THE PROBLEM: The lines to copy from the data below are those that hold the string "ewdurbin".

Collection entries:
PR #10497, opened 2021-12-17
Skip GCS upload if blob exists

di:
Our upload is not fully transactional, meaning that this upload may succeed, and the corresponding write to DB may fail. If/when that happens, the distribution will not be on PyPI, but the file will be in the object store, and future repeated upload attempts will fail due missing DB entries for this file, and due to our object store disallowing overwrites.

Because the file_path always includes the file's hash, we can be assured that any attempt to upload a blob that already exists is a result of this edge case, and we can safely skip the upload.

Fixes https://sentry.io/organizations/python-software-foundation/issues/2866042087/

### DIFF
--- a/warehouse/packaging/services.py
+++ b/warehouse/packaging/services.py
@@ -202,4 +202,16 @@ class GCSFileStorage(GenericFileStorage):
         blob = self.bucket.blob(path)
         if meta is not None:
             blob.metadata = meta
-        blob.upload_from_filename(file_path)
+
+        # Our upload is not fully transactional, meaning that this upload may
+        # succeed, and the corresponding write to DB may fail. If/when that
+        # happens, the distribution will not be on PyPI, but the file will be
+        # in the object store, and future repeated upload attempts will fail
+        # due missing DB entries for this file, and due to our object store
+        # disallowing overwrites.
+        #
+        # Because the file_path always includes the file's hash, we can be
+        # assured that any attempt to upload a blob that already exists is a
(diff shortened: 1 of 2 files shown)


warehouse/packaging/services.py
```diff
@@ -202,4 +202,16 @@ def store(self, path, file_path, *, meta=None):
...
-        blob.upload_from_filename(file_path)
+
+        # Our upload is not fully transactional, meaning that this upload may
+        # succeed, and the corresponding write to DB may fail. If/when that
+        # happens, the distribution will not be on PyPI, but the file will be
+        # in the object store, and future repeated upload attempts will fail
+        # due missing DB entries for this file, and due to our object store
+        # disallowing overwrites.
+        #
+        # Because the file_path always includes the file's hash, we can be
```
ewdurbin, line 213: update this comment to make clear that we create the path based on a hash we calculated and I think this is a no-brainer.

ewdurbin (approved):

warehouse/packaging/services.py
```diff
@@ -202,4 +202,16 @@ def store(self, path, file_path, *, meta=None):
...
+        # assured that any attempt to upload a blob that already exists is a
+        # result of this edge case, and we can safely skip the upload.
+        if not blob.exists():
+            blob.upload_from_filename(file_path)
```
ewdurbin, line 217: an

```python
        else:
                report_to_sentry
```

here would definitely help me sleep better, I think these are worth investigating if they happen outside of an outage

PR #10503, opened 2021-12-18
remove redirect to simple added in #9908

ewdurbin:
Simple is an API endpoint, and redirects can be costly to our backends. It _also_ could lead to people relying on this undocumented URL.


di (approved):

asottile:
I really liked this shorthand, it's a shame to see it is gone, I was using this :(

RESPONSE:
ewdurbin, line 213: update this comment to make clear that we create the path based on a hash we calculated and I think this is a no-brainer.
ewdurbin (approved):
ewdurbin, line 217: an
ewdurbin:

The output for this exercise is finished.